You now have an idea of what life will be like if you stick around and there's a lesson to be learned here.

Both of you need to curb your bad habits, your controlling issues and his drinking and trying to live a single life while married and his talking without thinking.

Give him his truck back and lord only knows what the outcome of you selling his clothes will be but whatever you haven't sold, give it back to him and IMO, move on and remember the bad lesson you just learned.


----------



## struggle (May 13, 2013)

One thing we have to learn is giving our man "everything" he wants materially, doesn't make them love us more. You were giving him things in hopes of some sort of reciprocity in one way or another, or maybe just some appreciation. Unfortunately, that's not the case. There's no buying loyalty, it's just a natural trait of the right man!

I understand where you're coming from in a lot of ways. I also took care of everything for a long time, although I didn't necessarily want to. You also married a latino, which I think comes with slightly different rules than marrying, say, an American white guy. I've been married to each, so that's just my experience. Latino's are typically pretty traditional, and for the most part naturally machismo. They expect the woman to take the woman's role, and be naturally modest and look to them as the man. It doesn't matter how much you work, how much more money you make than him, how much you buy or take care of in the marriage - they are the MAN. No man wants to be emasculated by their wife, all men want to be treated like "men", but I really felt a deeper sense of it with my latino X. "They don't have to earn it they deserve it anyways" type of thing. Like their born right. I cannot speak about the latino's born here in the US, they're more "Americanized" I think, but if they were born and raised for any length of time in their home country, I see that more to be the case.

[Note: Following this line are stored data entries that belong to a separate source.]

PR #5090, opened 2026-07-22
fix(chat): allow anonymous view of publicly-shared chats

ehayes2000:
Removes DCS's blanket auth gate from the read-only GET /{chat_id} route so anonymous public-link viewers can reach the ChatAccessLevelExtractor's own public-share check instead of being 401'd beforehand (macro-2580).


gbirman:
Verified this end-to-end locally — the router split works, but anonymous GETs still fail with 403: get_chat in crates/chat/src/domain/service/chat.rs calls entity_access_receipt.get_authenticated_user()?, which rejects EntityAccessAuth::Unauthenticated receipts. Fix that worked for me: only do the get_access_level(user_id, …) join for Authenticated receipts, and for anonymous return user_access_level from receipt.entity_permission() (the extractor already validated View). With that, anonymous public chats render read-only in the app and authed owners are unaffected.

PR #5108, opened 2026-07-23
fix(auth): add original_url allowlist

whutchinson98:


services/authentication_service/src/api/login/sso.rs
```diff
@@ -68,6 +82,21 @@ pub async fn handler(
         referral_code,
     }) = query;
 
+    let original_url = original_url.map(|url| url.0);
+    if original_url
+        .as_ref()
+        .is_some_and(|url| !is_allowed_original_url(url))
```
seanaye, line 88: should this _require_ an original url as well? Seems strange to have one optionally

whutchinson98: no original_url is only required if is_mobile = true. otherwise we don't necessarily need it

PR #498, opened 2017-01-17
Challenge: Add api to get challenge given participant team id or challenge host team id.

TroJan:


apps/challenges/urls.py
```diff
@@ -21,5 +21,7 @@
         name='get_all_challenges'),
     url(r'challenge/(?P<pk>[0-9]+)/',
         views.get_challenge_by_pk, name='get_challenge_by_pk'),
+    url(r'challenge$', views.get_challenges_based_on_teams,
```
deshraj: Lets remove `challenge`

TroJan: I have kept challenge intentionally, so that till this commit all apis are like

```
* challenges/challenge/:challenge_id
* challenges/challenge/present
* challenges/challenge?participant_team=1
```

TroJan: afterwards we can remove challenge in one commit if `challenges/challenge` is redundant.

deshraj: Yeah, exactly thats what I meant. But sure, we can do it later.

deshraj:
Overall looks good to me. Merging it.

PR #500, opened 2017-01-17
Participants: Update get participant team ids function.

TroJan:
Creates a new function which returns participant team ids for a particular user


TroJan:
@deshraj : please review.

deshraj:
Looks good.

Issue #511, opened 2017-01-17
Show the Backend error messages from submission API


deshraj:
Currently we are showing the hard coded response when we get an error from the backend on submission. We want to show the exact backend error messages on the client side.

RishabhJain2018:
@deshraj Can I work on this issue?

deshraj:
Sure sure. Assigning it to you. :-)

deshraj:
Fixed in #520

PR #516, opened 2017-01-18
Backend Error Messages: Submission Error Backend Messages Shown.

RishabhJain2018:
#511 solved. @deshraj @aka-jain @spyshiv Please review the PR.

### DIFF
--- a/frontend/src/js/controllers/challengeCtrl.js
+++ b/frontend/src/js/controllers/challengeCtrl.js
@@ -207,7 +207,7 @@
                                     onError: function(response) {
                                         var status = response.status;
                                         var error = response.data;
-                                        utilities.storeData('emailError', error.detail);
+                                        utilities.storeData('emailError', error.error);
                                         $state.go('web.permission-denied');
                                         utilities.hideLoader();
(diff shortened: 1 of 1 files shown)


aka-jain:
@RishabhJain2018 I think this has to be done on backside to submission API not on frontend side.
@deshraj Am I right? It would be good if you give a brief here.

deshraj:
@aka-jain So the issue was to show the error messages thrown from the backend instead of showing the hard coded message on frontend if some error occurs during the submission.

RishabhJain2018:
@deshraj @aka-jain The error was to access the dictionary's item which is coming in response to frontend from backend. So, we can do both ways either change the `key` in the api in backend or change the response object's `key` in frontend. So, what should we do ?

aka-jain:
@RishabhJain2018 , Wait I'm working on your PR.

aka-jain:
@RishabhJain2018 : I've to close this PR. Have to do major changes here. Thanks for the efforts :)

RishabhJain2018:
@aka-jain No problem. :-)

Issue #522, opened 2017-01-18
Change name of memcached location environment Variable


deshraj:

deshraj:
We want to change the name of the environment variable from `LOCATION` to `MEMCACHED_LOCATION`

RishabhJain2018:
@deshraj Can I work on this issue?

deshraj:
Sure, if you want to work on this, then please do it quickly. You need to make changes in `settings/common.py` and `settings/prod.py`

deshraj:
Fixed in #523

PR #523, opened 2017-01-18
Name of memcached location environment Variable Modified.

RishabhJain2018:
#522 solved. @deshraj Please review the PR.


deshraj:
Please check `settings/dev.py` also.

RishabhJain2018:
@deshraj No, I don't think so that we have to change there as we are using `DummyCache Backend` for development. Please refer to this [link](https://github.com/Cloud-CV/EvalAI/blob/master/settings/dev.sample.py#L39).

Issue #528, opened 2017-01-19
Change ParticipantTeamSerializer to ParticipantTeamDetailSerializer in participant_team_list view


jayantsa:

gauthamzz:
Can i try this ?

jayantsa:
@gauthamzz  Already done that . Was an issue to solve a previous one

deshraj:
Fixed in #529

PR #529, opened 2017-01-19
changed Serializer and test for same

jayantsa:
solves #528


jayantsa:
@deshraj Please Review

jayantsa:
@deshraj Please review this is for #528

PR #549, opened 2017-01-21
Pagination for Participant team view.

aka-jain:
@spyshiv @deshraj Please review!


deshraj:
@aka-jain does this fix the selection of participant view in Challenge Page?

deshraj:
Oh never mind, Just checked on the local machine and seems to work well for the Participant Team View. Good Job. :-)

PR #553, opened 2017-01-21
Correct Path Added in Migration Scripts.

RishabhJain2018:
Added Correct Path Added in Migration Scripts.


deshraj:
Thanks for fixing this @RishabhJain2018 :-)

PR #555, opened 2017-01-22
Challenge Phase Code Name and Challenge Id made unique together

deshraj:


deshraj:
@TroJan Please review

Issue #557, opened 2017-01-22
Change placeholder when Inviting other users


deshraj:
Currently the placeholder is set to `deshraj@cloudcv.org` . We need to change it to `foobar@cloudcv.org`

Ram81:
can I do this too @deshraj with #560?

aka-jain:
Closing it. Fix with #570

PR #570, opened 2017-01-22
Fix: Change Placeholder when Inviting other Users(#557)

Ram81:
@deshraj please review!


frontend/src/js/controllers/challengeHostTeamsCtrl.js
```diff
@@ -198,7 +198,7 @@
             var confirm = $mdDialog.prompt()
                 .title('Invite others to this Team')
                 .textContent('Enter the email address of the person')
-                .placeholder('deshraj@cloudcv.org')
+                .placeholder('foobar@cloudcv.org')
```
aka-jain: @Ram81 : please replace this text to "email" only. There is no need to add dummy email here.

Ram81:
@aka-jain  please review

PR #597, opened 2017-01-24
Fix: Route and View created for Terms and Conditions page (#566)

Ram81:
@deshraj  please review!

PR #598, opened 2017-01-24
About Us: About us Page created.

RishabhJain2018:
fixes. #598  @aka-jain @spyshiv @deshraj  Please review the PR.

Moreover, @aka-jain Do I also need to create a separate `about-us` page for the footer `About-Us` link in the `landing page`?

### DIFF
--- a/frontend/src/views/web/dashboard-about-us.html
+++ b/frontend/src/views/web/dashboard-about-us.html
@@ -1,0 +1,7 @@
+<div class="ev-sm-container en-view">
+    <div class="row">
+        <div class="col s12">
+            Lorem Ipsum is simply dummy text of the printing and typesetting industry. Lorem Ipsum has been the industry's standard dummy text ever since the 1500s, when an unknown printer took a galley of type and scrambled it to make a type specimen book. It has survived not only five centuries, but also the leap into electronic typesetting, remaining essentially unchanged. It was popularised in the 1960s with the release of Letraset sheets containing Lorem Ipsum passages, and more recently with desktop publishing software like Aldus PageMaker including versions of Lorem Ipsum.
+        </div>
+    </div>
+</div>
--- a/frontend/src/views/web/dashboard-about-us.html
+++ b/frontend/src/views/web/dashboard-about-us.html
@@ -1,7 +1,0 @@
-<div class="ev-sm-container en-view">
-    <div class="row">
-        <div class="col s12">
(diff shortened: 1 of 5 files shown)


aka-jain:
@RishabhJain2018 try to make a seperate route for About u page. Because it is not based on Authentication so just make a url as "localhost:8888/about-us" and make a new view for it. Getting?

RishabhJain2018:
@aka-jain Yeah, earlier I thought so, but with that we need to include all the `js ,css etc.`  files again & complete page will be reloaded when the user will click `About Us`. but in the above case as I have done we only need to make a `about us` html file for `landing page` whose parent will be `auth` for dashboard `About us` link the parent will be `web`. What are your views about this?

aka-jain:
No @RishabhJain2018 , index file is the Grandparent of all routes, so it will work fine. BAsically localhost:8888 is itself an index file, which placed at topmost level. 
You can check Ram's PR at https://github.com/Cloud-CV/EvalAI/pull/597
I hope it maybe helpful for you :)

RishabhJain2018:
Ohh..okk @aka-jain sure.

aka-jain:
@RishabhJain2018 There will be only one file for about us page. You are using 2 same files for dashboard and landing. Please make it one because it isn't dependent on auth or without login, user can also  access it. So make it one and redirect to that html from dashboard as well as landing page footer.

frontend/src/views/web/dashboard-about-us.html
```diff
@@ -0,0 +1,7 @@
+<div class="ev-sm-container en-view">
+    <div class="row">
+        <div class="col s12">
+            Lorem Ipsum is simply dummy text of the printing and typesetting industry. Lorem Ipsum has been the industry's standard dummy text ever since the 1500s, when an unknown printer took a galley of type and scrambled it to make a type specimen book. It has survived not only five centuries, but also the leap into electronic typesetting, remaining essentially unchanged. It was popularised in the 1960s with the release of Letraset sheets containing Lorem Ipsum passages, and more recently with desktop publishing software like Aldus PageMaker including versions of Lorem Ipsum.
+        </div>
+    </div>
+</div>
```
aka-jain: @RishabhJain2018 I think there is no need to use this file. Please remove it.

RishabhJain2018: yeah sure.

RishabhJain2018:
@aka-jain Please review the PR.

So, from the stories you're telling me you were really emasculating him, and in front of others. You sound like you have no trouble speaking your mind, but in his eyes it was you insulting him. Not saying you're necessarily wrong for speaking your mind, because I know a lot of women that speak their mind to their husbands and they can take it, but that's the delicate difference in cultures I think. Depending on his pride level is how long he would take it. My X also cared a lot about what other people thought of him, so the fact that your H was aware that your family knew about your fight is also a big blow to his ego. 

He also felt emasculated because it sounds like you gave him an allowance. He gave you his check, and you bought stuff and paid the bills. Some men might be ok with that, but again, it's a machismo thing and he's thinking he's working and he has no money to play with. And to ask his wife for money is probably also insulting to his ego. A solution to that would've been a good sit-down talk and plan one combined account that you both contribute to and two separate accounts. But if you blew him off about that than I could see why he'd be mad.

Just the fact that he actually GAVE you the keys to his vehicle and abandoned his clothes shows how serious he is. He just wants out.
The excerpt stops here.